1972 ging Ratzer nach Amerika, was den zweiten Abschnitt einläutete. Nach der Zusammenarbeit mit der Band Rufus, die später mit Chaka Khan weltberühmt wurde, gründete er in New York eine Band mit Jeremy Steig, Eddie Gomez, Dan Wall, Ray Mantilla und Joe Chambers (mit den letzten drei arbeitete er auch später immer wieder zusammen) und sorgte dafür, dass Gitarristen wie John Scofield oder John Abercrombie stets in höchsten Tönen von seinen instrumentalen und harmonischen Fähigkeiten schwärmten. Mit Chet Baker absolvierte er von 1979 bis 1985 Duo-Konzerte in den USA und Europa (u.a. auch in der Jazzspelunke in Wien) und wirkte an der Aufnahme „Live in Paris“ (1981) von Baker mit. Anfang der 1980er Jahre kehrte Ratzer den USA den Rücken und kam nach Wien zurück, wo er sich u. a. als Jazzclub-Betreiber verdient gemacht hat. „Camarillo“ hieß das Lokal, und wenn ich das Wort „verdient“ verwende, dann ist das natürlich nicht ökonomisch gemeint. Das Lokal musste, kaum eröffnet, nach relativ kurzer Zeit aus wirtschaftlichen Gründen auch schon wieder schließen. Zwei Konzerte in seinem Club bleiben mir ‒ damals ein junger Student in der Bundeshauptstadt ‒ in Erinnerung: ein fantastischer Auftritt von David Murray mit seinem Oktett und die Big Band (!) von Henry Threadgill. Sie können sich wahrscheinlich vorstellen, dass derartige Engagements zwar musikalisch Sinn machen, aber finanziell schnell in einem Desaster enden.

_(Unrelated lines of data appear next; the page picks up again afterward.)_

PR #2598, opened 2021-11-04
[CALCITE-4875] Preserve Operand Nullability in NVL rewrite

jaystarshot:


core/src/main/java/org/apache/calcite/sql2rel/StandardConvertletTable.java
```diff
@@ -308,12 +308,20 @@ private static RexNode convertNvl(SqlRexContext cx, SqlCall call) {
...
+            rexBuilder.makeCast(
+                cx.getTypeFactory()
+                    .createTypeWithNullability(type, operand0.getType().isNullable()),
+                operand0),
+            rexBuilder.makeCast(
+                cx.getTypeFactory()
+                    .createTypeWithNullability(type, operand1.getType().isNullable()),
+                operand1)
+        ));
   }
```
chunweilei, line 325: Could you add a test case, @jaystarshot ?

jaystarshot: @chunweilei  There is no method to test the Operands of an Operator in the test framework, I think I need to create a new one and/or test it as an integration test.

core/src/test/java/org/apache/calcite/sql/test/SqlOperatorBaseTest.java
```diff
@@ -7202,6 +7218,41 @@ void assertSubFunReturns(boolean binary, String s, int start,
...
+        .build();
+    Planner planner = Frameworks.getPlanner(config);
+    SqlNode parse = planner.parse(sql);
+    SqlNode validate = planner.validate(parse);
+    RelRoot planRoot = planner.rel(validate);
+    return planRoot.rel;
+
+  }
+
+  @Test public void testNvlOperands() throws Exception {
```
NobiGo, line 7240: The testNvlFunc has existed in SqlOperatorTest, If it doesn't have enough tests for you, please perfect it.

If this can't suit your need. You can add a SQL type test in .iq file.

NobiGo (changes requested):

core/src/test/java/org/apache/calcite/sql/test/SqlOperatorBaseTest.java
jaystarshot: The testNvlFunc tests the function output and not the operands, same with .iq tests. Am I missing something?

NobiGo: You try to !plan command in .iq file. Same as https://github.com/apache/calcite/blob/master/core/src/test/resources/sql/agg.iq#L1707 .

NobiGo: Maybe in SqlToRelConverterTest. I think this test case in here is not standard.

jaystarshot: Thanks @NobiGo. I am new here so when I run the tests in a .iq file I get 
`No match found for function signature NVL(<CHARACTER>, <CHARACTER>)` . I guess its because NVl is supported only for Oracle Operator Tables. Is there a way to load it in the .iq tests?

jaystarshot: I tried to change org/apache/calcite/prepare/CalcitePrepareImpl.java:721 and added  oracle operators there, 
```
final SqlOperatorTable opTab0 =
    context.config().fun(SqlOperatorTable.class,
        SqlLibraryOperatorTableFactory.INSTANCE
            .getOperatorTable(SqlLibrary.STANDARD, SqlLibrary.ORACLE));
```
But i think we just want it configured for the Quidem tests and not in general.

NobiGo: I noticed the changes in SQL to RelNode So maybe SqlToRelConverterTest(The test result in SqlToRelConverterTest.xml) is more appropriate. Of course, If you think .iq is enough for this, You can try` !use oraclefunc ` expamle as https://github.com/apache/calcite/blob/master/core/src/test/resources/sql/functions.iq#L83 .

jaystarshot: Thanks a lot! Yes I think .iq test is enough as we are able to verify the type of the operand using the plan

core/src/test/resources/sql/functions.iq
```diff
@@ -179,5 +179,15 @@ SELECT EXISTSNODE(
...
 
+# [CALCITE-4875] Preserve Operand Nullability in NVL rewrite
+# Asserting that NVL does not change a Nullable operand to NOT Nullable
+
+!use oraclefunc
+select nvl("name", 'undefined') FROM "hr"."emps";
+
+EnumerableCalc(expr#0..4=[{inputs}], expr#5=[IS NOT NULL($t2)], expr#6=[CAST($t2):VARCHAR], expr#7=['undefined':VARCHAR], expr#8=[CASE($t5, $t6, $t7)], EXPR$0=[$t8])
+  EnumerableTableScan(table=[[hr, emps]])
+!plan
```
NobiGo, line 190: Can you add extra ` !ok` command to test the output?  Others is good for me.

NobiGo:
@jaystarshot  Can you add describe this plan in the Jira. (Before this PR and After) This can help other contributer understand what you resolve quickly.

jaystarshot:
@NobiGo Done

NobiGo (approved):

NobiGo (approved):

jaystarshot:
@NobiGo @chunweilei  Can we merge this PR?

NobiGo:
> @NobiGo @chunweilei  Can we merge this PR?

After @chunweilei review, then we can merge it.

core/src/main/java/org/apache/calcite/sql2rel/StandardConvertletTable.java
```diff
@@ -308,12 +308,20 @@ private static RexNode convertNvl(SqlRexContext cx, SqlCall call) {
...
             rexBuilder.makeCall(SqlStdOperatorTable.IS_NOT_NULL,
                 operand0),
-            rexBuilder.makeCast(type, operand0),
-            rexBuilder.makeCast(type, operand1)));
+            rexBuilder.makeCast(
+                cx.getTypeFactory()
+                    .createTypeWithNullability(type, operand0.getType().isNullable()),
+                operand0),
+            rexBuilder.makeCast(
+                cx.getTypeFactory()
```
chunweilei, line 321: I agree that operand1 should keep its nullability. But operand0 would be not nullable after rewrite.

jaystarshot: @chunweilei 
1) Consider If that operand depends on an input reference(which is nullable)
2) If in future that operand pushed down like in [ProjectJoinTransposeRule](https://github.com/apache/calcite/blob/bebe473fab2e242736614659ed6e5d04eeeb8bf5/core/src/main/java/org/apache/calcite/rel/rules/ProjectJoinTransposeRule.java), there will be an issue as the operand and its reference have different nullability.
3) The output of the NVL operation is Not Null but there is no need to change the nullability of the operands as in calcite rules we might push the operands down in some rules causing errors ( operand referenced input type is nullable whereas we forced the operand to be not Null)
Do you think hence it makes sense to let the operand nullability what it was as the output is anyway not nullable?

jamesstarr: @chunweilei NVL(null, null) is valid sql.

jamesstarr: The return type should also be nullable if both inputs are nullable.

jaystarshot: `
select nvl(“name”, “name”) FROM “hr”.“emps”;
`
For this query the output type was indeed nullable (both names are nullable) so doesn't seem like an issue.

chunweilei: Got it! Thank you for your explanation.

chunweilei (approved):
+1

NobiGo:
@jaystarshot Please resolve the conflict files and squash the commits.

jaystarshot:
@NobiGo  Done

NobiGo:
@jaystarshot  Sorry I noticed the commit info has some invalid commit info.
For example:
"
Adding Integration tests
Fix style
Using Quidem Tests
Removing SqlOperator Test
Adding Ok to test
"
Can you just delete it ?

jaystarshot:
Thanks @NobiGo  I removed that info

NobiGo (approved):

jaystarshot:
@NobiGo  This was passing before squash and rebase, is that test flaky?

PR #2599, opened 2021-11-04
[CALCITE-4868] Elasticsearch adapter fails if GROUP BY is followed by ORDER BY

ILuffZhe:
The PR supports sorting aggregation result in Elasticsearch Adapter.
Like: **select val2, max(val3) as MAX_VAL3 from view group by val2 order by MAX_VAL3 desc**

Quoted from ES: "Buckets can only be sorted on a sub-aggregator path that is built out of zero or more single-bucket aggregations within the path and a final single-bucket or a metrics aggregation at the path end."

So, SQL like **select val1, val2, max(val3) as MAX_VAL3 from view group by val1, val2 order by MAX_VAL3 desc, val1, val2** is not supported, that's why I add a test case annotated with _Disable_ tag.


NobiGo:
1) Please reformat the commit info like[CALCITE-XXXX] XXXXXXXXX. 
2)The commit info needs to stay the same as The Jira's summary.

ILuffZhe:
Hi, @NobiGo . I've add some description for this fix, please take a look when you are free.

ILuffZhe:
I'll reopen this PR after https://github.com/apache/calcite/pull/2657 since those two are highly related.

Ratzer unterrichtete fortan (dritter Abschnitt) an der Kunstuniversität Graz (KUG) und am Vienna Music Institute (VMI) und setzte sich vorbildlich für seine Studierenden ein, für die er ziemlich selbstlos auch immer wieder Gigs organisierte. Daneben brachte er einige bemerkenswerte Einspielungen heraus wie „Waltz for Ann“ mit Art Farmer (1991), „Coasting“ mit Chaka Khan (1995) oder „Saturn Returning“ mit Dan Wall (2002).

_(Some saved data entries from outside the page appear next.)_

PR #2600, opened 2021-11-06
[CALCITE-4877] Make the exception information more explicit for instantiate plugin.

sunjincheng121:
see here: https://github.com/apache/calcite-avatica/pull/161

### DIFF
--- a/.github/workflows/main.yml
+++ b/.github/workflows/main.yml
@@ -74,18 +74,18 @@ jobs:
 
   linux-avatica:
     if: github.event.action != 'labeled'
-    name: 'Linux (JDK 11), Avatica-1.19.0'
+    name: 'Linux (JDK 11), Avatica master'
     runs-on: ubuntu-latest
     steps:
     - name: 'Set up JDK 11'
       uses: actions/setup-java@v1
       with:
         java-version: 11
-    - name: 'Clone Avatica-1.19.0 to Maven Local repository'
+    - name: 'Clone Avatica to Maven Local repository'
       run: |
-        git clone --branch rel/avatica-1.19.0 --depth 100 https://github.com/apache/calcite-avatica.git ../calcite-avatica
+        git clone --branch master --depth 100 https://github.com/apache/calcite-avatica.git ../calcite-avatica
     - uses: burrunan/gradle-cache-action@v1
-      name: Build Avatica-1.19.0
+      name: Build Avatica
       env:
         S3_BUILD_CACHE_ACCESS_KEY_ID: ${{ secrets.S3_BUILD_CACHE_ACCESS_KEY_ID }}
         S3_BUILD_CACHE_SECRET_KEY: ${{ secrets.S3_BUILD_CACHE_SECRET_KEY }}
@@ -95,13 +95,13 @@ jobs:
         build-root-directory: ../calcite-avatica
         arguments: publishToMavenLocal
         properties: |
-          calcite.avatica.version=1.19.0
+          calcite.avatica.version=1.0.0-dev-master
           skipJavadoc=
     - uses: actions/checkout@v2
       with:
         fetch-depth: 50
     - uses: burrunan/gradle-cache-action@v1
-      name: Test Avatica-1.19.0
+      name: Test
       env:
         S3_BUILD_CACHE_ACCESS_KEY_ID: ${{ secrets.S3_BUILD_CACHE_ACCESS_KEY_ID }}
         S3_BUILD_CACHE_SECRET_KEY: ${{ secrets.S3_BUILD_CACHE_SECRET_KEY }}
@@ -111,7 +111,7 @@ jobs:
         execution-only-caches: true
         arguments: --scan --no-parallel --no-daemon build javadoc
         properties: |
-          calcite.avatica.version=1.19.0-SNAPSHOT
+          calcite.avatica.version=1.0.0-dev-master-SNAPSHOT
           enableMavenLocal=
 
   linux-openj9:
--- a/.github/workflows/main.yml
+++ b/.github/workflows/main.yml
@@ -83,7 +83,7 @@ jobs:
         java-version: 11
     - name: 'Clone Avatica to Maven Local repository'
       run: |
-        git clone --branch master --depth 100 https://github.com/apache/calcite-avatica.git ../calcite-avatica
+        git clone --branch rel/avatica-1.19.0 --depth 100 https://github.com/apache/calcite-avatica.git ../calcite-avatica
     - uses: burrunan/gradle-cache-action@v1
       name: Build Avatica
       env:
@@ -95,7 +95,7 @@ jobs:
         build-root-directory: ../calcite-avatica
         arguments: publishToMavenLocal
         properties: |
-          calcite.avatica.version=1.0.0-dev-master
+          calcite.avatica.version=1.19.0
           skipJavadoc=
     - uses: actions/checkout@v2
       with:
@@ -111,7 +111,7 @@ jobs:
         execution-only-caches: true
         arguments: --scan --no-parallel --no-daemon build javadoc
         properties: |
-          calcite.avatica.version=1.0.0-dev-master-SNAPSHOT
+          calcite.avatica.version=1.19.0-SNAPSHOT
           enableMavenLocal=
 
   linux-openj9:
--- a/.github/workflows/main.yml
+++ b/.github/workflows/main.yml
@@ -74,18 +74,18 @@ jobs:
 
   linux-avatica:
     if: github.event.action != 'labeled'
-    name: 'Linux (JDK 11), Avatica master'
+    name: 'Linux (JDK 11), Avatica-1.19.0'
     runs-on: ubuntu-latest
     steps:
     - name: 'Set up JDK 11'
       uses: actions/setup-java@v1
       with:
         java-version: 11
-    - name: 'Clone Avatica to Maven Local repository'
+    - name: 'Clone Avatica-1.19.0 to Maven Local repository'
       run: |
         git clone --branch rel/avatica-1.19.0 --depth 100 https://github.com/apache/calcite-avatica.git ../calcite-avatica
     - uses: burrunan/gradle-cache-action@v1
-      name: Build Avatica
+      name: Build Avatica-1.19.0
       env:
         S3_BUILD_CACHE_ACCESS_KEY_ID: ${{ secrets.S3_BUILD_CACHE_ACCESS_KEY_ID }}
         S3_BUILD_CACHE_SECRET_KEY: ${{ secrets.S3_BUILD_CACHE_SECRET_KEY }}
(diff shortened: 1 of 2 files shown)


sunjincheng121:
The `FAILURE   0.6sec, org.apache.calcite.test.ServerQuidemTest > test(String)[3], [3] sql/schema.iq` will be fixed here: https://github.com/apache/calcite-avatica/pull/161

vlsi:
@sunjincheng121 would you please update the tests?

vlsi:
That is interesting. Tests with "avatica master branch" would fail since now it throws newer exceptions. On the other hand, if we merge this PR, then tests with the released avatica would fail.

It looks like we should postpone this PR till Avatica is released, and in the mean time we should use a fixed git commit (the one before the updated exceptions) for testing "avatica + calcite" integration.

NobiGo:
> That is interesting. Tests with "avatica master branch" would fail since now it throws newer exceptions. On the other hand, if we merge this PR, then tests with the released avatica would fail.
> 
> It looks like we should postpone this PR till Avatica is released, and in the mean time we should use a fixed git commit (the one before the updated exceptions) for testing "avatica + calcite" integration.

Yes. I have noticed this too. It is unreasonable that test Calcite's master branch with Avatica's master branch directly. I support use a fixed git commit (the one before the updated exceptions) for testing "avatica + calcite" integration.

sunjincheng121:
Thanks for the comments @vlsi and @NobiGo , If I understand correctly, we can make the 'calcite-avatica' version used in the test consistent with the property of 'calcite.avatica.version' configured in 'gradle.properties'. What do you think?

sunjincheng121:
Will improve the job name after the test check success.

vlsi:
There's no point in having a separate job if "released" avatica version is used.

The test with "latest avatica" enables to uncover bugs if new commits to calcite accidentally call APIs that are removed in the recent Avatica commts.

.github/workflows/main.yml
```diff
@@ -74,18 +74,18 @@ jobs:
 
   linux-avatica:
     if: github.event.action != 'labeled'
-    name: 'Linux (JDK 11), Avatica master'
+    name: 'Linux (JDK 11), Avatica-1.19.0'
```
vlsi, line 77: Do you suggest each upgrade of Avatica would trigger manual replacement of 1.19.0 in several places?
I am afraid it creates a really sad maintainer experience.

vlsi:
This is the first time we have had an intended failure like that, and what do you think of a temporary disabling `Avatica master+current Calcite` job? As Avatica is released, we could re-enable the check.

Another option is to ask @julianhyde or someone who knows Quidem the way to handle the case in `.iq` test somehow (e.g. use different assertions for different avatica versions). I do not know what is the way to make `.iq` conditional on Avatica version.

vlsi:
I'm inclined we should solve this at `.iq` level or rewrite `.iq` test to regular JUnit, so can support multiple Avatica versions (e.g. via "contains message1 or message2").

Otherwise, it would be the case we support one specific Avatica version only, which questions the split of Calcite and Avatica into different repositories. So we either support at least two Avatica versions, or we should just merge the repositories and stop pretending they are independent libraries.

julianhyde:
Simplest thing is to just support one version of Avatica in Calcite. Which is what we do already. 

Temporarily turn off the Avatica CI job that runs against Calcite latest. That job is a useful “early warning” but it’s fine if it doesn’t always work. 

Julian

vlsi:
> Simplest thing is to just support one version of Avatica in Calcite. Which is what we do already.

Should we merge the repositories then? Do we really gain much by splitting Avatica to a different repository?
Frankly speaking, it is harder to maintain when the repositories are separated: e.g. bump versions everywhere, bump Gradle, we have to vote twice, and so on.

julianhyde:
> Should we merge the repositories then? 

In my opinion, no. And in any case, it's orthogonal to this case, so if feel strongly, start a DISCUSS email thread.

vlsi:
@julianhyde , Here's the discussion: https://lists.apache.org/thread/zyrftnms4p31lsvm93x1cynhnjnccbq7

So far it looks like I broke both calcite-avatica and calcite builds by merging https://github.com/apache/calcite-avatica/pull/161. That is why I try to keep the thing going and try to figure out to heal both builds without reverting PR#161.

As an alternative option, I could revert PR#161 and let somebody else deal with the situation.

julianhyde:
@vlsi I'm trying to fix this by adding a conditional into server.iq.

But as usual, defeated by Gradle:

Die durchaus verdiente internationale Anerkennung blieb ihm allerdings (vorerst) verwehrt, auch aufgrund seines (vorsichtig formuliert: leicht ausufernden) Lebensstils. Wobei natürlich anzumerken ist, dass Ratzer immer hingebungsvoll der Musik diente (und dies bis heute tut). Aber aufgrund seiner exzentrischen und oft unberechenbaren Art, die ihn einerseits musikalisch auszeichnet, die aber andererseits auch dazu geführt hat, dass es nicht allzu viele Veranstalter gibt, die ihn ein zweites Mal gebucht hätten, manövrierte er sich ‒ sportlich gesprochen ‒ etwas ins Abseits. Nicht auf Dauer freilich, und zum Glück für ihn und uns!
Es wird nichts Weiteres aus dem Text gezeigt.